Available records Block Start

PR #900, opened 2026-08-14
feat: nest user attributes under their own object

vitorbari:
A user's content is defined by a user schema created through `/schemas`. Today that content is spread across the top level of the user object, mixed in with the server's own fields. This moves it into `attributes`, which is then exactly the document that satisfies the user schema: its property names and types come from that schema, and it is what the schema validates.

## `GET /users`

Before:

```json
{
  "users": [
    {
      "id": "user_01KZZY8PX8K8ATNVDSMRCZY4N1",
      "metadata": {
        "created_at": "2026-08-14T10:49:43Z",
        "updated_at": "2026-08-14T10:49:43Z",
        "status": "active",
        "lifecycle_owner_team_id": null
      },
      "$schema": "sch_01KZZY705G04CPPG0QGZM9ERF2",
      "$schema": "sch_01KZZY705G04CPPG0QGZM9ERF2",
      "companyName": "",
      "dateOfBirth": "2026-08-11",
      "email": "alex@example.com",
      "familyName": "",
      "givenName": ""
    }
  ]
}
```

After:

```json
{
  "users": [
    {
      "id": "user_01KZZY8PX8K8ATNVDSMRCZY4N1",
      "schema": "sch_01KZZY705G04CPPG0QGZM9ERF2",
      "attributes": {
        "companyName": "",
        "dateOfBirth": "2026-08-11",
        "email": "alex@example.com",
        "familyName": "",
        "givenName": ""
      },
      "metadata": {
        "created_at": "2026-08-14T10:49:43Z",
        "updated_at": "2026-08-14T10:49:43Z",
        "status": "active",
        "lifecycle_owner_team_id": null
      }
    }
  ]
}
```

## `POST /users`

Before:

```json
{
  "$schema": "sch_01KZZY705G04CPPG0QGZM9ERF2",
  "email": "alex@example.com",
  "givenName": "Alex"
}
```

After:

```json
{
  "schema": "sch_01KZZY705G04CPPG0QGZM9ERF2",
  "attributes": {
    "email": "alex@example.com",
    "givenName": "Alex"
  }
}
```

## `POST /users` → `201`

Before:

```json
{
  "id": "user_01KZZY8PX8K8ATNVDSMRCZY4N1",
  "$schema": "sch_01KZZY705G04CPPG0QGZM9ERF2",
  "email": "alex@example.com",
  "givenName": "Alex"
}
```

After:

```json
{
  "id": "user_01KZZY8PX8K8ATNVDSMRCZY4N1",
  "schema": "sch_01KZZY705G04CPPG0QGZM9ERF2",
  "attributes": {
    "email": "alex@example.com",
    "givenName": "Alex"
  },
  "metadata": {
    "created_at": "2026-08-14T10:49:43Z",
    "updated_at": "2026-08-14T10:49:43Z",
    "status": "active",
    "lifecycle_owner_team_id": null
  }
}
```

`GET /users/{user_id}`, `GET /users/me` and the `201` all return the same `User` schema.

## Changes

- **Schema-defined content moves under `attributes`.** It becomes the document the user schema validates, so `additionalProperties: false` and friends work — today the schema is applied to the whole body, including `$schema`, and rejects every create.
- **`id` and `metadata` are freed up.** They are envelope names only, so a user schema can now declare properties called `id` or `metadata`. The reserved-names note in `user-property.yaml` goes.
- **`$schema` becomes `schema`.** No `$`-prefixed property survives the TypeScript codegen — it reaches no model type, zod schema or mock — and zod strips unknown keys on parse. `schema`, not `schema_id`/`schema_url`, because the value is both: a project's default schema is registered under a URL, a console-created one is an opaque `sch_…` id.
- **The duplicate `$schema` goes.** It is stored twice today, as the `users.schema_url` column and as an attribute row, and the encoder emits both.
- **`POST /users` gets its own request schema.** `id` and `metadata` are absent by construction rather than rejected at runtime.
- **Unknown top-level properties on create are rejected.** `additionalProperties: false` on the request object; `attributes` stays open. ogen emits `unexpected field`, so ADR 047 §4's forbid is contract-enforced instead of a handler check — which the old shape could not do, since the request object's top level held the schema-defined content.
- **`201` returns the `User` schema.** `CreateUserResponse` is gone: it described the same resource minus `metadata`, which the server already knows at create time. Create and read now return one representation, and ogen lets the handler build the 201 with the same conversion `GET /users/{user_id}` uses.
- **`id` and `metadata` are required on the response.** They were optional only because this schema doubled as the create body; the server has always sent both.
- **Field order is `id`, `schema`, `attributes`, `metadata`** — identity first, then what the user is, with server bookkeeping last.
- **The server validates `attributes` alone.** The schema no longer sees the envelope, so `additionalProperties: false` and friends behave, and a schema may declare a property named `id` or `metadata`. The three copies of that reservation — `NewCreateUser`, `audit.reservedUserMapKeys`, the console's `RESERVED_KEYS` — are gone rather than kept in step.
- **`NewCreateUser` takes the schema URL as an argument.** It no longer reads it back out of the user map, which removes `SchemaFromUserMap` and with it the attribute row that duplicated `users.schema_url`.
- **Create returns the stored user.** The insert does not report `created_at`, `updated_at` or `status`, so the service loads the row back and the handler runs the same conversion `GET /users/{user_id}` uses.
- **`@zitadel/testing`'s `seedUser` nests its body.** It posted the flat shape and would have broken against the new contract.
- **ADR 052 records the decision.** ADR 009 specifies `$schema` on the request body and ADR 020 says the user schema describes the whole `GET /users/{id}` response; both keep their text and gain an amendment pointer. ADR 020's claim was aspirational rather than reversed — the response always carried fields no user schema declares, so it never validated the whole body.

Left as `string`; `format: uri` would reject the `sch_…` form, so it waits on the identifier form being settled.


api/openapi/endpoints/users/create-user-request.yaml
```diff
@@ -0,0 +1,26 @@
+title: CreateUserRequest
+description: |
+  `attributes` is the document that must satisfy the user schema named by
+  `schema`.
+
+  The resource primary key is server-assigned and returned in the response, so
+  the request carries no `id`; `metadata` is server-owned for the same reason.
+  Neither is part of this schema, which is what frees a user schema to declare
+  properties of those names.
+type: object
```
fforootd, line 14: **[P1] Could we close the outer request object with `additionalProperties: false` before replacing the existing runtime guard? With the current shape, exact-head ogen generation produces a decoder whose default branch skips unknown fields. A request containing `id` or `metadata` therefore decodes successfully and the handler can no longer see or reject those fields. That conflicts with ADR 047 section 4, which requires create-user to reject client-selected resource IDs. I verified that adding `additionalProperties: false` makes ogen emit an `unexpected field` error instead.

api/openapi/endpoints/users/user.yaml
```diff
@@ -1,29 +1,36 @@
...
+  `schema`, `metadata` — is the server-owned envelope. Keeping the two apart
+  means a schema may name a property `id` or `metadata` without colliding with
+  the envelope, and closed-world keywords (`additionalProperties: false`,
+  `propertyNames`, `unevaluatedProperties`) behave as their author expects.
 type: object
-additionalProperties: true
 required:
-  - $schema
+  - schema
+  - attributes
```
fforootd, line 18: **[P2] Now that create has its own request schema, could we also require `id` and `metadata` on this response model? Exact-head generation currently makes them `OptUserID` and `OptUserMetadata`, although the GET/list handlers always populate both. Adding them to `required` while retaining `readOnly` preserves their response-only status and lets generated clients rely on the complete server-owned envelope.

api/openapi/endpoints/users/user.yaml
```diff
@@ -1,29 +1,36 @@
...
-  users, this is only a base schema.
+  A user represents an individual identity in the system. It can be used to
+  represent a human user, but also a service account or any other type of
+  identity.
 
-  The server assigns the resource primary key (`id`) on create. Clients must
-  not send `id` in the create body; it is returned in the create response.
-# ogen does not enforce JSON Schema `not`, and rejects `properties.id: false`.
-# Document the forbid here; the create handler rejects a client-supplied `id`.
+  `attributes` is the document that satisfies the user schema named by
```
fforootd, line 7: **[P2] Could this contract proposal amend the related ADRs as well? ADR 009 still explicitly specifies `$schema` on create/update, while ADR 020 says the user-schema document itself is a valid `GET /users/{id}` response. Renaming the pointer to `schema` and validating only the nested `attributes` document reverses both recorded shapes, so merging the OpenAPI alone would leave two incompatible canonical contracts in the repository.

fforootd (commented):
I found three contract gaps to address before implementation.

api/openapi/endpoints/users/user.yaml
vitorbari: I adopted the same response object from the `GET /users/{id}` endpoint

api/openapi/endpoints/users/user.yaml
vitorbari: Added a small ADR documenting the changes: https://github.com/zitadel/nextgen/pull/900/changes/27e4d1d5fae12bb058e846cd86923d7b650ec430

internal/domain/user.go
```diff
@@ -192,7 +200,7 @@ func NewCreateUser(projectID string, teamID *string, id string, schemabs []byte,
 		return nil, ErrInternal(err).WithMessage("failed to unmarshal schema map")
 	}
 
-	attrs, err := CreateAttributesFromMap(muser, mschema)
+	createAttrs, err := CreateAttributesFromMap(attrs, mschema)
```
fforootd: **`attributes: {}` now answers `500` where it used to be impossible.**

`create-user-request.yaml` puts no `minProperties` on `attributes`, so `{"schema": "sch_…", "attributes": {}}` is a contract-valid request. Against any schema with no `required` properties it passes `jschema.Validate`, and this line then returns zero attributes — I confirmed by calling `NewCreateUser` with an all-optional schema and `map[string]any{}`: nil error, `len(createAttrs) == 0`.

The dialects then refuse it:

```go
// internal/storage/dialect/postgres/user.go:124 (also sqlite:62, spanner:71)
if len(user.Attributes) == 0 {
    return fmt.Errorf("user create requires attributes")
}
```

`applyCreateUser` wraps that as `domain.ErrInternal` → `internalErrorResponse` → `500 internal`.

This is new. On `main` the guard was unreachable, because `SchemaFromUserMap` forced `$schema` into the map and `fromMap` iterates every key — I verified on `origin/main` that a create stores both an `email` row *and* a `$schema` row, so `len >= 1` always held. Removing that duplicate row is the right call, but it also removed the thing that was accidentally keeping this branch dead.

The same path is now reachable from the flow handlers, which pass `state.CollectedData.UserData` straight through — previously that map always carried the injected `$schema`.

**Recommendation:** decide what an empty attributes document *means* and say it in one place. Two clean options:

1. If it is legal (a schema with only optional properties genuinely describes an empty document), let the dialects write a header row with no attributes and drop the `len == 0` guard — it reads like a leftover invariant rather than a real constraint.
2. If it is not legal, reject it here as `user.invalid` so the caller gets a 400 that names the problem, rather than a 500 from three dialects:

```go
if len(createAttrs) == 0 {
    return nil, ErrUserInvalid().
        WithMessage("attributes is empty. A user must carry at least one schema-defined property.")
}
```

Either way a table case with `"attributes": {}` in `TestCreateUser` would pin it — the current suite can't reach it, since every case sends at least `email`.

---

internal/api/user.go
```diff
@@ -240,7 +238,7 @@ func domainUserToApiUser(user *domain.User) (*api.User, error) {
 		return nil, domain.ErrInternal(err).WithMessage("failed to parse user attributes")
 	}
 
-	props, err := convertUsingJson[api.UserAdditional](userData)
+	attributes, err := convertUsingJson[api.UserAttributes](userData)
```
fforootd, line 241: **Users written before this change still carry a `$schema` attribute row, and it will now surface *inside* `attributes`.**

This maps `user.Attributes.ToMap()` through wholesale, which is exactly right for the new contract — but it means whatever is in the EAV table lands in `attributes`. I checked `origin/main`: `NewCreateUser` with `{"$schema": …, "email": …}` stores attribute rows `email` **and** `$schema`, so every user created before this PR has one. The PR body notes the double-store; the diff stops writing it but doesn't clean up what's already there, and I don't see a migration in the changeset.

So after upgrading an existing instance, `GET /users`, `GET /users/{id}` and `GET /users/me` return:

```json
"attributes": { "$schema": "https://…/default-human-user.json", "email": "alex@example.com" }
```

That undercuts the headline claim of the PR — `attributes` is supposed to be *exactly* the document the schema validates. A client validating it with `additionalProperties: false` (the very thing this change enables) rejects its own users, and the console picks `$schema` up as a spurious column through the `columnsFor` fallback now that `RESERVED_KEYS` is gone.

**Recommendation:** add a migration alongside the existing `users` tables that drops the orphaned rows — it's a narrow, well-keyed delete:

```sql
DELETE FROM zitadel_nextgen.user_attributes WHERE key = '$schema';
```

(plus the `user_unique_attributes` twin if any schema ever marked it unique, and the sqlite/spanner equivalents).

If a data migration is out of scope for a preview, a one-line skip in `domainUserToApiUser` would at least keep the contract honest while the rows age out — but the migration is the version that lets you delete the workaround later. Worth a line in the changeset either way, since operators with existing data see the difference.

---

internal/service/user.go
```diff
@@ -161,13 +164,26 @@ func (s *userService) emitUserCreateFailedBestEffort(ctx context.Context, action
...
+	// TODO(vitorbari): have the insert return the row so create needs no read-back.
+	user, err := s.v2Pool.Statements().GetUser(ctx, database.And(
+		database.Equal(database.Col(domain.UserFieldProjectID), input.ProjectID),
+		database.Equal(database.Col(domain.UserFieldID), action.CreateUser.ID),
+	), UserQueryOptions{})
+	if err != nil {
+		return nil, domain.ErrInternal(err).
+			WithMessage("The user was created but could not be read back. Fetch it by id rather than retrying the create.").
+			WithDetails(domain.CreatedUserDetails{UserID: action.CreateUser.ID})
+	}
```
fforootd, line 184: **The read-back runs outside the write transaction, so a transient read failure turns a successful create into a `500` that `409`s on retry.**

`ApplyActions` commits via `s.v2Pool.Transaction(...)`, then this runs as a separate statement on `s.v2Pool.Statements()` — the non-transactional pool. If it fails for any reason (connection reset, statement timeout, the row not yet visible on a follower, a concurrent `DELETE /users/{id}`), `POST /users` answers 500 even though the user exists and `user.created` was already emitted. The natural client response — retry the create — then gets `409 user.already_exists` for a user it never saw.

Returning the stored row instead of echoing the request is a genuine improvement, and the `TODO` already names the real fix, so this is mostly about how the window is handled until then. Credit where due: the error message is unusually good, and `CreatedUserDetails` does reach the client — I checked that `domainErrorDetails` marshals `Details` on 500s too, so a caller can actually recover from it.

**Two suggestions to make that recovery real rather than theoretical:**

1. **Document the status.** `users/methods.yaml` lists no `500` for this operation, only `default`. A caller can't be expected to handle a shape the contract doesn't mention — especially one where the recovery is "read `details.user_id`, don't retry".

2. **Consider a distinct error code.** `internal` is what a caller sees for genuinely unknown failures, and the correct reaction to those *is* to retry. Something like `user.created_not_readable` would let a client branch on the code instead of sniffing for a `user_id` in the details.

Alternatively, folding the read into the same transaction closes the window entirely and needs no contract change — `ApplyActions` already hands the action a `Statementer[AllStatements]`, so `CreateUserAction` could hold the loaded user as an output field the way `Prepare` already holds `CreateUser`. That might be the smaller step toward the `TODO` than teaching every dialect's insert to return its row.

---

internal/domain/user.go
```diff
@@ -160,28 +171,25 @@ func (c *CreateUser) AttributeTeamScope() string {
...
-		return nil, err
+//
+// attrs is the instance the schema validates: envelope fields (id, schema,
+// metadata) are not part of it, so a schema may declare properties of those
+// names and closed-world keywords such as additionalProperties: false hold.
+func NewCreateUser(projectID string, teamID *string, id, schemaURL string, schemabs []byte, attrs map[string]any) (*CreateUser, error) {
+	if schemaURL == "" {
+		return nil, ErrUserInvalid().
+			WithMessage("No schema provided. A user must name the schema its attributes are validated against.")
 	}
```
fforootd: Two small things about the new signature.

**1. `id` and `schemaURL` are adjacent, same-typed, and transposable.**

```go
func NewCreateUser(projectID string, teamID *string, id, schemaURL string, schemabs []byte, attrs map[string]any)
```

The old signature derived the schema from the map, so this mistake couldn't be made. Now `NewCreateUser(projectID, teamID, schemaURL, id, …)` type-checks and produces a `CreateUser` whose `ID` is a schema URL — and `ensureManagedID` treats a non-empty `ID` as caller-supplied, so it goes straight into the row as the primary key. Nothing downstream would catch it.

Cheapest fix is ordering: put `schemaURL` next to `schemabs`, which is what it belongs with anyway.

```go
func NewCreateUser(projectID string, teamID *string, id string, schemaURL string, schemabs []byte, attrs map[string]any)
```
…reads better still as `(projectID, teamID, id string, schemaURL string, schemabs []byte, …)` with the schema pair adjacent — or as a small `CreateUserParams` struct, given this is up to six positional arguments now.

**2. The `schemaURL == ""` guard below can't fire from any real caller.**

`CreateUserAction.Prepare` resolves the schema first:

```go
schemaEntity, err := o.schemaStore.GetJSONSchemaByID(ctx, o.ProjectID, o.SchemaURL)
```

With an empty URL that returns `NoRowFoundError`, so the caller gets `user.invalid` / *"schema is not known to the system…"* with `details: {"schema": ""}` — not the precise message written here. The HTTP path can't reach it either, since `schema` is `required` with `minLength: 1` in `create-user-request.yaml`. Only `TestNewCreateUser_SchemaURLRequired` exercises the branch, by calling the domain function directly.

It's harmless, but it's the kind of guard that reads as load-bearing to the next person. Either drop it, or — better — have `Prepare` check `o.SchemaURL == ""` before the store lookup, so a flow definition whose `UserSchemaURL` resolves empty reports the real cause instead of "schema is not known" with an empty string echoed back.

---

internal/domain/user.go
```diff
@@ -40,6 +39,18 @@ func ErrUserPermissionDenied() Error {
...
+// project does not have.
+type UserSchemaUnknownDetails struct {
+	Schema string `json:"schema"`
+}
+
+// CreatedUserDetails names a user the server created, for the answer that
+// cannot carry its representation.
+type CreatedUserDetails struct {
+	UserID string `json:"user_id"`
+}
```
fforootd, line 52: Both payloads look fine against the contract in `docs/design/api/error-details-producers.md` — a schema id is a conflict key, a user id on a self-referential answer is the actionable part. Typed structs rather than the old bare strings are exactly what that doc asks for.

The catch is that the same doc's inventory currently says these two files no longer produce details at all:

```
| `domain/user.go`, `service/user.go` | was string `WithDetails` | **Fixed** — moved to `Message` |
```

That row is now wrong: `UserSchemaUnknownDetails` and `CreatedUserDetails` are attached at `service/user.go:374` and `:182`. The doc is marked **Status: Active** and is the thing #585 tracks, so leaving it stale means the next audit of what actually reaches clients skips exactly the producers this PR adds.

**Recommendation:** update the row in the same PR — something like:

```
| `domain/user.go`, `service/user.go` | typed `UserSchemaUnknownDetails`, `CreatedUserDetails` | **Reference** — schema id and created user id, both client-actionable |
```

Small, but it's the difference between the inventory being a record and being a trap.

---

packages/testing/src/seed.ts
```diff
@@ -38,15 +39,14 @@ export async function seedUser(
...
   const user = (await client.createUser(
     {
-      ...input.attributes,
-      $schema: context.schemaId,
-      email,
-    } as Parameters<ZitadelClient["createUser"]>[0],
+      schema: context.schemaId,
+      attributes: { ...input.attributes, email },
+    },
     { project_id: context.projectId },
```
fforootd, line 50: Nice catch migrating this — it would have broken silently against the new contract, and the reworked comment above (dropping the now-meaningless "`$schema` would yield credentials that cannot log in") is a good touch.

Two spots in the same package still describe the old body, though, and both ship to consumers:

- `packages/testing/README.md:240` — *"**Seeding** is `POST /users` (the body carries `$schema: <schema id>`)"*
- `packages/testing/src/types.ts:19` — *"User documents must reference it via their `$schema` field, so seeding needs it alongside the project credential."*

The README counts even though `package.json` has `files: ["dist"]` — npm always includes `README.md` in the tarball regardless of that field, so it's what a consumer reads on npmjs.com. And `types.ts:19` documents `SeedContext.schemaId`, which is the field they'd reach for.

Anyone following either writes `{ $schema, email }` and now gets `400 unexpected field "$schema"` from the closed `CreateUserRequest` — with the shipped docs telling them the opposite of the contract.

**Recommendation:** mirror the wording you already used here, e.g. for `types.ts`:

```ts
  /**
   * Server-assigned id of the seeded user schema. A user names it in `schema`
   * and puts the schema-defined content under `attributes`, so seeding needs
   * it alongside the project credential.
   */
  schemaId: string;
```

---

internal/api/integration_test/user_test.go
```diff
@@ -109,28 +119,59 @@ func TestCreateUser(t *testing.T) {
...
 		for _, tc := range tcs {
 			t.Run(tc.name, func(t *testing.T) {
 				t.Parallel()
 
-				user := &api.User{}
+				user := &api.CreateUserRequest{}
 				err := user.UnmarshalJSON([]byte(tc.userjson))
 				require.NoError(t, err)
 
 				resp, err := client.CreateUser(t.Context(), user, params)
```
fforootd: Not introduced here — but this PR rewrote all five `userjson` fields in this table, so it's a natural moment to notice it.

This passes `params`, the one declared at line 41 with `TeamID: {Set: true, Value: team.ID}` — not `tc.params`. The table's `params` field is never read by anything. Every case, including the ones that deliberately set `params: {ProjectID: project.ID}` with no team, therefore creates a user *with* an initial team membership.

So the no-team create path isn't actually covered. That path is not hypothetical: it's the `AttributeTeamScope()` empty-string branch, which decides the scope key for team-unique attributes.

**Recommendation:**

```suggestion
				resp, err := client.CreateUser(t.Context(), user, tc.params)
```

Worth running once before committing it — if a case was quietly relying on the team being set, that's itself worth knowing. If the field turns out to be genuinely unwanted, deleting it and the five literals is the other honest fix; what's not great is keeping a field that reads as coverage and isn't.

---

fforootd (commented):
Reviewed at `40fba46`. CI is green across all 10 checks; `go build ./...`, `go vet` and the Go unit tests pass locally against `origin/main` as the base.

**This is a good change and the reasoning in the description holds up.** Nesting schema content under `attributes` really does fix what it claims: the schema now validates a document it owns, so `additionalProperties: false` works instead of rejecting every create, and `id`/`metadata` become usable property names. Collapsing `CreateUserResponse` into `User` so create and read return one representation is the right call, and removing the three duplicated reserved-key lists (`NewCreateUser`, `audit.reservedUserMapKeys`, the console's `RESERVED_KEYS`) is the kind of deletion that makes the invariant real rather than replicated. The migration is thorough — console, `@zitadel/testing`, both flow handlers and the e2e specs all moved, `api-mock` genuinely needs no change since it returns an empty users list, and the new `TestNewCreateUser_EnvelopeNamesAreUsable` / `ClosedSchema` tests pin exactly the two behaviours the change exists to enable.

Seven comments inline. Ranked by what I'd act on:

**Worth fixing before merge**

1. **`attributes: {}` now returns 500.** `create-user-request.yaml` sets no `minProperties`, so an empty attributes object is a valid request; against an all-optional schema it produces zero EAV rows and trips the dialects' `user create requires attributes` guard, which surfaces as `500 internal`. It's a regression — on `main` the injected `$schema` row kept that branch unreachable. Verified by running `NewCreateUser` directly.
2. **Old users still carry a `$schema` attribute row, and it now lands inside `attributes`.** Verified on `origin/main` that every pre-existing user has one. There's no migration and no read-side filter, so after an upgrade `attributes` contains a key no schema declares — which is precisely the thing the new contract promises can't happen.

**Worth a look**

3. The post-create read-back runs outside the write transaction, so a transient read failure turns a successful create into a 500 that 409s on retry. The `TODO` already names the fix; the suggestion is mostly about documenting the 500 in `methods.yaml` and/or giving it a code a client can branch on.
4. `NewCreateUser`'s adjacent same-typed `id, schemaURL` params are silently transposable, and the new `schemaURL == ""` guard can't fire from any real caller — `Prepare` resolves the schema first and reports a different cause.

**Small**

5. `docs/design/api/error-details-producers.md` still lists these two files as "Fixed — moved to `Message`" while this PR reintroduces `WithDetails` in both. The payloads themselves look contract-legal.
6. `packages/testing`'s `README.md` and `types.ts` still document the `$schema` body that now 400s; `seed.ts` itself was migrated correctly.
7. Pre-existing, but adjacent: the dead `tc.params` in `TestCreateUser` means the no-team create path isn't actually covered.

Nothing here touches the shape of the design — (1) and (2) are both about the edges of a contract I think is the right one.

---

internal/api/user.go
vitorbari: Not relevant as there are no users in production.

internal/domain/user.go
vitorbari: Fixed.

internal/service/user.go
vitorbari: Documented the 500 case.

Available records Block End

Work instruction
Print out, without change, each line from the line holding "Nothing here touches" to the final line of the material.

Exercise response
Nothing here touches the shape of the design — (1) and (2) are both about the edges of a contract I think is the right one.

---

internal/api/user.go
vitorbari: Not relevant as there are no users in production.

internal/domain/user.go
vitorbari: Fixed.

internal/service/user.go
vitorbari: Documented the 500 case.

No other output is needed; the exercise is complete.